The exact scanning command for a RTL-SDR should be something along the lines of:
rtl_fm -s 22050 -l 10 \
-f 466006250 -f 446018750 -f 446031250 -f 446043750 -f 446056250 -f 446068750 -f 446081250 -f 446093750 \
-f 466106250 -f 446118750 -f 446131250 -f 446143750 -f 446156250 -f 446168750 -f 446181250 -f 446193750
Which will rapidly scan all the frequencies (-f) and lock on to one as long as
it passes the squelch level (-l). Fidget a bit with the level depending on how
much noise you get, and remove frequencies that are polluted by noise as well.

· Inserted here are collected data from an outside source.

PR #148, opened 2015-11-19
rails4 compatability - updated

komidore64:


cpeters:
ACK

config/foreman-tasks.yaml
```diff
@@ -0,0 +1,26 @@
+:foreman-tasks:
```
unorthodoxgeek: why did you add this file?

unorthodoxgeek:
it's just a styling thing, but I prefer this:

```ruby
Foo.where(bar: "baz").first
```

over this:
```ruby
Foo.find_by(bar: "baz")
```

It keeps using the same API everywhere, and it just seems like the more "right" thing to do... But it's just an opinion, doesn't have to be done.

Also - did you run tests against a rails4 version of foreman?

unorthodoxgeek:
tried running tests, got this:
```
test/controllers/api/tasks_controller_test.rb:1:in `require': cannot load such file -- foreman_tasks_test_helper (LoadError)
```

komidore64:
@unorthodoxgeek, we use `find_by` in Katello and I guess that just bled into our fixes of this project as well.

unorthodoxgeek:
I'm very confused, why did this PR close? what are the other PRs?

cpeters:
@unorthodoxgeek 

I created a redmine issue for the rails4 upgrade and a pull request.
https://github.com/theforeman/foreman-tasks/pull/151

PR #153, opened 2015-12-08
Refs #12145 - Adds start_before explanation

adamruzicka:
basically theforeman/foreman_remote_execution#75

@stbenjam I'd still get this in to make the UI at least a bit less confusing until http://projects.theforeman.org/issues/12686 is done


stbenjam:
Yea that's cool, APJ

iNecas:
Thanks!

PR #151, opened 2015-12-01
Fixes #12654 - Rails 4 compatability changes

cpeters:

PR #155, opened 2015-12-09
Refs #10970 - Fixes task details page

johnpmitsch:
find_resource is not working when showing a task page in katello in Rails 4, It will not use the full uuid as the id param.


iNecas:
Should be fixed as part of #151

PR #157, opened 2015-12-10
Fixes #12766 - Picks right days when using weekly recurring

adamruzicka:


iNecas:
It seems it should not be hard to put some tests there as well.

iNecas:
Thanks @adamruzicka

PR #161, opened 2016-01-05
Fixes #13001 - use start_at for immediate tasks as well

ares:


ares:
not sure why [test] failed

iNecas:
[test] the reason why the tests failed should be fixed now

ares:
looks better :green_apple:

stbenjam:
Hm, not sure I like the closeness of the two names, started_at and start_at is confusing.

Why not scheduled_at?

ares:
do you want to change that existing column in foreman-tasks or rename scoped_search definition?

iNecas:
Let's talks about the naming somewhere else (an issue or different PR) as it's not directly about what's this PR about. ACK for the actual subject of this PR

stbenjam:
You're adding start_at as a user-exposed searching option, that seems relevant to discuss here. 

I guess I'm a bit late to the party since the column is named, but I'd find it confusing as a non-native speaker to have two fields named so close together.

iNecas:
Since the `start_at` will now be set bot for queued and immediate executions, I'm not having issues with the name, and as a non-native speaker, I have not issues with that either (although I'm pretty biased:)

ares:
wouldn't `scheduled_at` indicate scheduling in future? tbh I don't have strong opinion but I'd prefer having the search name same as DB attribute and `start_at` sounds best to me, maybe renaming `started_at` to something else would be better since it won't be used that often...

stbenjam:
Why wouldn't started_at be used? In the other PR, my point was I want to look at the job invocations for ones that started in the last 24 hours.  

I don't care, I give up, I think it's named poorly to have two fields like this but apparently I'm too late.

ares:
> Why wouldn't started_at be used? 

I'd say that `start_at` is more useful information. You'd probably want to see all tasks that should have started in last 24 hours, using `started_at` you wouldn't see those that were not picked, in case of dynflow not running, you wouldn't see any I think. If you'd want to see tasks in specific state you could combine `start_at` with `state`.

Anyway I'd suggest opening a foreman-tasks refactoring issue to rename one of the column.

iNecas:
Agreed

PR #162, opened 2016-01-05
Fixes #13007 - fix the way we determine test to be skipped

iNecas:


stbenjam:
ACK from me, looks good

PR #164, opened 2016-01-07
Refs #13007 - compatibility fix to run tests against foreman 1.10

iNecas:


stbenjam:
I do wonder how stable this will be, you're touching minitest internals here, right? Can we not protect the callback with a permission?

Ideally foreman's plugin interface should let us tell it that some routes should be allowed to not have permissions.

iNecas:
Yes, it's not stable, as we can see, and I agree the Foreman's plugin interface, or something else to determine, so far I'm not aware of any other way that this one, I'm ok with getting this in, and opening another PR for us to not have to do again later.

stbenjam:
Yea that's fine, I started tests against 1.10-stable here: http://ci.theforeman.org/view/Plugins/job/test_plugin_pull_request/2002/

APJ

iNecas:
Both versions are passing now, thanks @stbenjam for triggering the 1.10 tests

iNecas:
0.7.10 released, just with this little fix to unblock the rex

stbenjam:
@iNecas Thanks!!! :tada:  Packaging PR's opened.

PR #167, opened 2016-01-20
Fixes #13291 - change scheduling form styling

ares:


iNecas:
ACK, tested and works great

PR #3234, opened 2021-04-01
marge

sxcblh:
This change is [Reviewable](https://reviewable.io/reviews/intel-isl/open3d/3234)


yxlao:
Not sure what this is. We're using CMake to generate make, not using make directly.

PR #3265, opened 2021-04-08
Update stdgpu dependency to latest upstream

stotko:
Currently, a patched version of stdgpu is used since its CUDA backend automatically detects the machine's GPU and sets the architecture flags accordingly. In case no GPU can be found, an error is thrown. The latest upstream version of stdgpu relaxes this constraint such that the patched version is not needed anymore.

---
This change is [Reviewable](https://reviewable.io/reviews/intel-isl/open3d/3265)


yxlao (approved):

yxlao:
Sometimes the GPU CI can be unstable. It's good if most of the GPU CIs are passing.

PR #3281, opened 2021-04-13
Fix memory leak in stdgpu hashmap backend

stotko:
The new default hashmap backend based on `stdgpu` can leak memory in its `Rehash` function when re-allocating memory to increase its capacity. Tested internally by intentionally producing a double-free error (calling `Free()` twice) to verify the first call releases the memory.

---
This change is [Reviewable](https://reviewable.io/reviews/intel-isl/open3d/3281)


theNded (approved):
> *[Reviewable](https://reviewable.io/reviews/intel-isl/open3d/3281)* status: :shipit: complete! all files reviewed, all discussions resolved (waiting on @yxlao)

PR #3298, opened 2021-04-16
Added italic, bold, and bold italic styles

prewettg:
Can only be set for Label and CollapsableVert. For example:
```label.font_style = gui.FontStyle.ITALIC```
```cvert.font_style = gui.FontStyle.BOLD```

---
This change is [Reviewable](https://reviewable.io/reviews/intel-isl/open3d/3298)


errissa (changes requested):
> Reviewed 68 of 68 files at r1.
> *[Reviewable](https://reviewable.io/reviews/intel-isl/open3d/3298)* status: all files reviewed, 2 unresolved discussions (waiting on @prewettg)

___
*[cpp/open3d/visualization/gui/Util.cpp, line 172 at r1](https://reviewable.io/reviews/intel-isl/open3d/3298#-MYgRVvo2Pt2zaduE5dk:-MYgRVvpBKuHn1CrkHG8:bf6wa94) ([raw file](https://github.com/intel-isl/open3d/blob/852356668afa68a677d6bcfd94fe306d0f878157/cpp/open3d/visualization/gui/Util.cpp#L172)):*
> ```cpp
>             }
>             // Otherwise fail
>             return "";
> ```

Wouldn't it be better to warn that the bold and/or italic font file couldn't be found and return the 'normal' font file that was passed in?
___
*[cpp/open3d/visualization/gui/Widget.h, line 53 at r1](https://reviewable.io/reviews/intel-isl/open3d/3298#-MYg5ydE4erP7W_DzXsV:-MYg5ydE4erP7W_DzXsW:b-oyxo19) ([raw file](https://github.com/intel-isl/open3d/blob/852356668afa68a677d6bcfd94fe306d0f878157/cpp/open3d/visualization/gui/Widget.h#L53)):*
> ```objc
> struct LayoutContext {
>     const Theme& theme;
>     FontContext& fonts;
> ```

Why a LayoutContext? Couldn't the FontContext be part of the Theme?

prewettg (commented):
> *[Reviewable](https://reviewable.io/reviews/intel-isl/open3d/3298)* status: all files reviewed, 2 unresolved discussions (waiting on @errissa)

___
*[cpp/open3d/visualization/gui/Util.cpp, line 172 at r1](https://reviewable.io/reviews/intel-isl/open3d/3298#-MYgRVvo2Pt2zaduE5dk:-MYk1MNE11pZ9Ll_ZQ_Z:bigyj3h) ([raw file](https://github.com/intel-isl/open3d/blob/852356668afa68a677d6bcfd94fe306d0f878157/cpp/open3d/visualization/gui/Util.cpp#L172)):*

Wouldn't it be better to warn that the bold and/or italic font file couldn't be found and return the 'normal' font file that was passed in?
</blockquote></details>

This matches the previous behavior (the function was in Application.cpp). This way we can tell that the font file was not found. The case where it can't find the bold/italic is handled by the caller, which substitutes the normal font. Actually it's a bit more efficient, because it just assigns the normal font, rather than adding more glyphs to the atlas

# The Voyeur & The Watcher
This gets into a more philosophical argument about privacy. To an extent, it should be common knowledge that whenever you emit on the air, anybody with a receiver will potentially pick your signal up and, unless you are a cop or the military, you are not allowed to encrypt it. On the other paw, i was also a kid with a walkie-talkie playing with friends, and it makes me queasy to know that sometimes, the voices i pick up when scanning the 16 channels of PMR446 are children. This whole dynamic is true of most frequencies in fact. As a listener, you are in a position where you observe signals that are most often explicitly put over the radio by people who intend for anyone who can to pick them up. Amateur radio bands are made to be listened to by hams and non-hams. Commercial FM radio is expected to be listened to by a wide audience, and so is AM radio in countries that still emit it (or via Skywave, a topic for a later article). Pager protocols (another topic for an upcoming article) are also transmitted and repeated over the air, but, from my experience, some people who use that are not as worried as they (perhaps) should about who can see what goes on it. Listening to the airwaves might be a form of weird expensive voyeurism, but, to an extent, a lot of people who voluntarily emit on the airwaves are themselves exhibitionists.

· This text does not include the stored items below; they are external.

PR #3313, opened 2021-04-20
Added SetFullscreen functions to gui::Window class

yankailab:
This change is [Reviewable](https://reviewable.io/reviews/isl-org/open3d/3313)

### DIFF
--- a/cpp/open3d/visualization/gui/Window.cpp
+++ b/cpp/open3d/visualization/gui/Window.cpp
@@ -193,6 +193,9 @@ struct Window::Impl {
     bool needs_redraw_ = true;  // set by PostRedraw to defer if already drawing
     bool is_resizing_ = false;
     bool is_drawing_ = false;
+    
+    Eigen::Vector2i saved_window_size_ = Eigen::Vector2i::Zero();
+    Eigen::Vector2i saved_window_pos_ = Eigen::Vector2i::Zero();
 };
 
 Window::Window(const std::string& title, int flags /*= 0*/)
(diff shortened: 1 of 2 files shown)


prewettg (changes requested):
> *[Reviewable](https://reviewable.io/reviews/intel-isl/open3d/3313)* status: 0 of 5 files reviewed, 2 unresolved discussions (waiting on @yankailab)

*[a discussion](https://reviewable.io/reviews/intel-isl/open3d/3313#-MYqMvcJ7dEfGS-7Gwwl:-MYqMvcJ7dEfGS-7Gwwm:b-ff8yeh) (no related file):*
Thanks for submitting this PR! I'd like to merge in this PR, but need to request a few changes first:
1) it looks like this PR sets qhull, tinygltf, and tinyobjloader to new commits. Since this PR does not use them, please remove these changes,
2) ToggleFullscreen() seems redundant, as the user could just call SetFullscreen(!IsFullscreen()), so I think it would be better to remove it.
3) All the GUI stuff needs python bindings, which you can find in `cpp/pybind/visualization/gui/gui.cpp`. I think following the pattern of visibility is probably best:  a `set_fullscreen` function and a `is_fullscreen` read-only property. If you could add the same to `cpp/pybind/visualization/o3dvisualizer.cpp`, that would be appreciated. You can build the Python package with `make pip-package`, with the resulting package in `<build>/lib/python-package/pip-package/open3d...` that you can install for development/testing.
4) We cannot merge until all the continuous integration tests pass. The style check is easy, but requires a manual `make apply-style`.

---
___
*[cpp/open3d/visualization/gui/Window.cpp, line 197 at r1](https://reviewable.io/reviews/intel-isl/open3d/3313#-MYqQYexDqpKsfeMwYft:-MYqQYexDqpKsfeMwYfu:b-eso94k) ([raw file](https://github.com/intel-isl/open3d/blob/dbc6fdac7b04094d1bc36bae6ee971645a63247f/cpp/open3d/visualization/gui/Window.cpp#L197)):*
> ```
>     Eigen::Vector2i saved_window_size_ = Eigen::Vector2i::Zero();
>     Eigen::Vector2i saved_window_pos_ = Eigen::Vector2i::Zero();
> ```
It would be more consistent with our current code to use `gui::Rect` for `saved_window_frame`.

PMR446 was, when i wrote the first draft of this article, one of the most common bands i scan, because whenever you go to any densely populated area or facility where people will need to communicate over short-to-medium distances simply, there will be walkie-talkies. Private security, airports train stations, you get it. There's a weird feeling in knowing what is happening around you in the backrooms, though the law compels you not to act upon it (as you are not the intended recipient). Sometimes, i stay on the same channel and listen to two guys talking for half an hour about everything or nothing. Often, though, when i clearly feel that the people involved have no idea anyone can listen to them, i just.. go listen to somewhere else.
# Conclusion
PMR446 is not the end-all-be-all of portable mobile radios. In fact, in an upcoming post, i will discuss another PMR protocol, fully digital this time, that was standardized in Europe: Terrestrial Trunked Radio (TETRA).